- Directed by: K. Ramu
- Produced by: V Vinoth Kumar
- Starring: Vijay Vasanth Resna Pavithran
- Cinematography: L. K. Vijay
- Music by: P. R. Srinath
- Production company: Triple V Records
- Release date: 2 October 2014;
- Country: India
- Language: Tamil

= Theriyama Unna Kadhalichitten =

2014 Indian film by Ramu

Theriyama Unna Kadhalichitten ( I fell in love with you without knowing) is a 2014 Indian Tamil film written and directed by Ramu. The film features Vijay Vasanth and Resna Pavithran in the lead roles, and was released in October 2014.

==Cast==
- Vijay Vasanth as Karthik
- Rasna Pavithran as Gayathri
- Pawan as Prakash
- Uma Padmanabhan
- Nizhalgal Ravi
- Mayilswamy
- Pandu
- Rajya Lakshmi
- Special appearances in the introduction song

- Ajay Raj
- Aravind Akash
- Premgi Amaren
- Sakthi Saravanan
- Venkat Prabhu
- Leo Sivadass

==Production==
The film marked the first production venture of V Vinoth Kumar and he chose to name his studio as Triple V Productions after his father entrepreneur H. Vasanthakumar, his brother actor Vijay Vasanth and himself.

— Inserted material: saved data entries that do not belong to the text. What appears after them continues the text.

PR #205, opened 2026-05-07
a11y: keyboard + screen-reader fixes across chat sidebar and popovers

pjdoland:
## Summary

Frontend a11y sweep covering the chat sidebar, code-block toolbar, generation popover, and skill modals. Settings-panel changes are a separate PR (settings-tabs ARIA conversion).

### Icon-only `<div onClick>` → `<button>`
Several click targets were rendered as styled divs, making them invisible to screen readers and unreachable by keyboard:

- `markdown-renderer.tsx`: Copy / Insert at cursor / Add as new cell / New file / New notebook (5 buttons)
- `chat-sidebar.tsx`: reasoning + content-detail expand/collapse (with `aria-expanded`), context-on/off toggle (with `aria-pressed`), per-file remove button
- `notebook-generation-popover.tsx`: close button

Each gets `type="button"`, an `aria-label`, and `aria-hidden="true"` on the inner svg so screen readers don't double-announce the icon.

### Decorative img alt
- `chat-sidebar.tsx`: participant icon now uses `alt=""` so screen readers don't double-announce next to the visible name label.
- `chat-sidebar.tsx`: chat response image gets `alt="Chat response image"`.

### `target="_blank"` external links
Five anchors get `rel="noopener noreferrer"` and a screen-reader-only "(opens in new tab)" trailer (`nbi-sr-only` utility class added to `style/base.css`): chat-response anchor, GitHub Copilot info link, GitHub Terms link, Privacy Statement link, device-flow activation URL.

### Modal focus management
`skills-panel.tsx` had per-input Escape handlers that only fired while the URL field was focused. New `useEscapeKey` hook installs a document-level listener while the modal is mounted, so Escape works from any focus state. New `useFocusTrap` hook cycles Tab / Shift+Tab through the modal's focusable descendants — without it, Tab from the last button escaped into the lab toolbar. Both modals also get `role="dialog"` + `aria-modal="true"` + `aria-label` on the form.

### Focus restoration on attachment removal
Clicking the per-file remove button used to delete the row and drop focus to `<body>`. The handler now stages the next sibling remove button (or the prompt textarea as a fallback) and re-focuses it after React's re-render.

### CSS resets
`style/base.css`: when a `<div>` becomes a `<button>`, the default button background/border/padding/font would change the visual. Added resets and `:focus-visible` outlines for: `.code-block-header-button`, `.expandable-content-title`, `.user-input-context-toggle`, `.notebook-generation-popover-close-button`.

## Test plan

- [x] `tsc --noEmit` clean
- [x] `jlpm test` → 95 passing (no behavior change)
- [x] prettier + eslint clean
- [ ] Manual keyboard walkthrough: Tab through code-block buttons, expand/collapse reasoning rows, Tab cycles inside skill modals, Esc closes both skill modals from any focused element, removing the last attachment returns focus to the prompt

### DIFF
--- a/src/chat-sidebar.tsx
+++ b/src/chat-sidebar.tsx
@@ -650,7 +650,10 @@ function ChatResponse(props: any) {
             <div
               className={`chat-message-from-icon chat-message-from-icon-${chatParticipantId} ${isDarkTheme() ? 'dark' : ''}`}
             >
-              <img src={msg.participant.iconPath} />
+              <img
+                src={msg.participant.iconPath}
+                alt={`${msg.participant.name || 'Assistant'} icon`}
+              />
             </div>
           )}
           <div className="chat-message-from-title">
@@ -679,14 +682,22 @@ function ChatResponse(props: any) {
                       <div
                         className={`expandable-content ${!item.reasoningFinished ? 'expanded' : ''}`}
                       >
-                        <div
+                        <button
+                          type="button"
                           className="expandable-content-title"
                           onClick={(event: any) => onExpandCollapseClick(event)}
+                          aria-expanded={!item.reasoningFinished}
                         >
-                          <VscTriangleRight className="collapsed-icon"></VscTriangleRight>
-                          <VscTriangleDown className="expanded-icon"></VscTriangleDown>{' '}
+                          <VscTriangleRight
+                            className="collapsed-icon"
+                            aria-hidden="true"
+                          />
+                          <VscTriangleDown
+                            className="expanded-icon"
+                            aria-hidden="true"
+                          />{' '}
                           {getReasoningTitle(item)}
-                        </div>
+                        </button>
                         <div className="expandable-content-text">
                           <MarkdownRenderer
                             key={`reasoning-${index}`}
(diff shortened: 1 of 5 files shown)


pjdoland:
Verified the keyboard + screen-reader behavior locally in JupyterLab via Playwright (built on a branch combining this PR with #206):

**Skill import modal**
- `role="dialog"` + `aria-modal="true"` + `aria-label="Import skill from GitHub"` confirmed on the form.
- `autoFocus` lands on the URL input on open.
- Focus trap: Tab from the Cancel button cycles back to the URL input; Shift+Tab from URL input wraps to Cancel. The cycle holds in both directions.
- Document-level Escape closes the modal even when focus is on a button (the previous per-input handler only fired with the URL input focused).

**Per-attachment focus restoration in the chat sidebar**
- Attached three files (`a.txt`, `b.txt`, `c.txt`).
- Removing the middle attachment moved focus to the next sibling remove button (`b.txt` → `c.txt`).
- Removing the last available attachment fell back to the previous sibling (`c.txt` → `a.txt`).
- Removing the only remaining attachment fell back to the prompt textarea.
- The `requestAnimationFrame` timing handles React's unmount correctly — no flicker, focus lands on the right element.

**`.nbi-sr-only` utility**
- Computed style verified: `position: absolute; width: 1px; height: 1px; clip: rect(0, 0, 0, 0); overflow: hidden;` — standard visually-hidden pattern, screen readers will announce the trailing "(opens in new tab)" text without affecting layout.

Static HTML attributes on the markdown-renderer code-block buttons and the reasoning expand/collapse rows were already verified during build; couldn't exercise them end-to-end without an assistant response containing code / reasoning, which is timing-sensitive in a transient lab.

mbektas (approved):

mbektas (approved):

PR #206, opened 2026-05-07
a11y(settings): convert tabs to ARIA tablist with arrow-key nav

pjdoland:
## Summary

The settings panel used clickable `<div>` tabs with no ARIA. Screen readers announced the tabs as plain text and keyboard users couldn't reach them at all. This PR rebuilds both tab levels around the [WAI-ARIA tabs pattern](https://www.w3.org/WAI/ARIA/apg/patterns/tabs/).

### Top-level tabs — General / Claude / MCP Servers (vertical)
- Container: `role="tablist"` + `aria-orientation="vertical"` + `aria-label="Settings sections"`
- Each tab: `<button role="tab">` with `aria-selected`, `aria-controls`, and roving `tabindex` (selected = 0, others = -1)
- **Up/Down arrows** move and activate; **Home/End** jump to ends
- Claude svg icon gets `aria-hidden="true"` (the "Claude" label already names the tab)
- Content area: `role="tabpanel"` + `aria-labelledby` + `tabIndex={0}`

### Claude subtabs — Settings / Skills (horizontal)
- Same conversion. **Left/Right arrows** move and activate; Home/End jump to ends. Two `role="tabpanel"` wrappers replace the bare conditional renders.

### CSS
`<button>` defaults to having background/border/padding/font that diverge from the prior `<div>` look. Added resets and `:focus-visible` outlines for `.nbi-settings-panel-tab` and `.nbi-subtab` so the visual is unchanged but keyboard focus is now visible.

## Test plan

- [x] `tsc --noEmit` clean
- [x] `jlpm test` → 95 passing (no behavior change)
- [x] prettier + eslint clean
- [ ] Manual keyboard walkthrough: Tab into tablist, arrow up/down between General/Claude/MCP Servers, Tab past tablist into panel, return to tablist, switch to Claude, Tab into subtab strip, arrow Left/Right between Settings/Skills

### DIFF
--- a/src/components/settings-panel.tsx
+++ b/src/components/settings-panel.tsx
@@ -88,13 +88,17 @@ function SettingsPanelComponent(props: any) {
 
   return (
     <div className="nbi-settings-panel">
-      <div className="nbi-settings-panel-tabs">
-        <SettingsPanelTabsComponent
-          onTabSelected={onTabSelected}
-          activeTab={activeTab}
-        />
-      </div>
-      <div className="nbi-settings-panel-tab-content">
+      <SettingsPanelTabsComponent
+        onTabSelected={onTabSelected}
+        activeTab={activeTab}
+      />
+      <div
+        className="nbi-settings-panel-tab-content"
+        role="tabpanel"
+        id={`nbi-settings-tabpanel-${activeTab}`}
+        aria-labelledby={`nbi-settings-tab-${activeTab}`}
+        tabIndex={0}
+      >
         {activeTab === 'general' && (
           <SettingsPanelComponentGeneral
             onSave={props.onSave}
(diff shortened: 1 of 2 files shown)


pjdoland:
Verified the keyboard navigation locally in JupyterLab via Playwright (built on a branch combining this PR with #205):

**Top-level tablist (vertical)**
- `role="tablist"` + `aria-orientation="vertical"` + `aria-label="Settings sections"` confirmed on the container.
- ArrowDown moved focus from "General" → "Claude" and `aria-selected` followed (`true` swapped between them); the panel content swapped at the same time.
- Home jumped focus back to "General"; End jumped to the last visible tab.
- Roving tabindex held: the active tab had `tabIndex=0`, the inactive had `-1`.
- The tabpanel container has **no** `tabindex` attribute, so Tab from the active tab now flows directly into the form fields without the redundant intermediate tab stop.

**Claude subtabs (horizontal)**
- `role="tablist"` + `aria-orientation="horizontal"` + `aria-label="Claude settings sections"` confirmed.
- ArrowRight moved focus from "Settings" → "Skills"; `aria-selected` followed; the Skills panel rendered.
- Each subtab carries `aria-controls` pointing at the matching tabpanel id.

End-to-end the conversion looks like a clean drop-in for a screen-reader user who lands in the dialog: tablist is announced, arrow keys move between options with the panel updating, Tab descends into the form. No regressions observed.

mbektas (approved):

mbektas (approved):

He was impressed by a script written by K. Ramu, who waited a few years to narrate the film to a producer, having previously directed television serials and apprenticed under Priyadarshan. The film's soundtrack was launched in July 2013 with several of Vijay Vasanth's co-stars from Chennai 600028 (2007) in attendance. The film had a delayed release, and was stuck for close to a year after production had finished.

==Release==
The film had a limited release across Tamil Nadu on 2 October 2014, owing to the presence of bigger budget films at the box office. It opened to negative reviews with a critics from The Hindu noting "there is little that is credible" about the venture. The Indian Express noted "Towards the latter part, the narration peps up, maintaining interest and pace till the end. Makes one wonder if it's the same director who had directed the first half". The film, nevertheless, celebrated a success meet to promote the film. The satellite rights of the film were sold to Vasanth TV.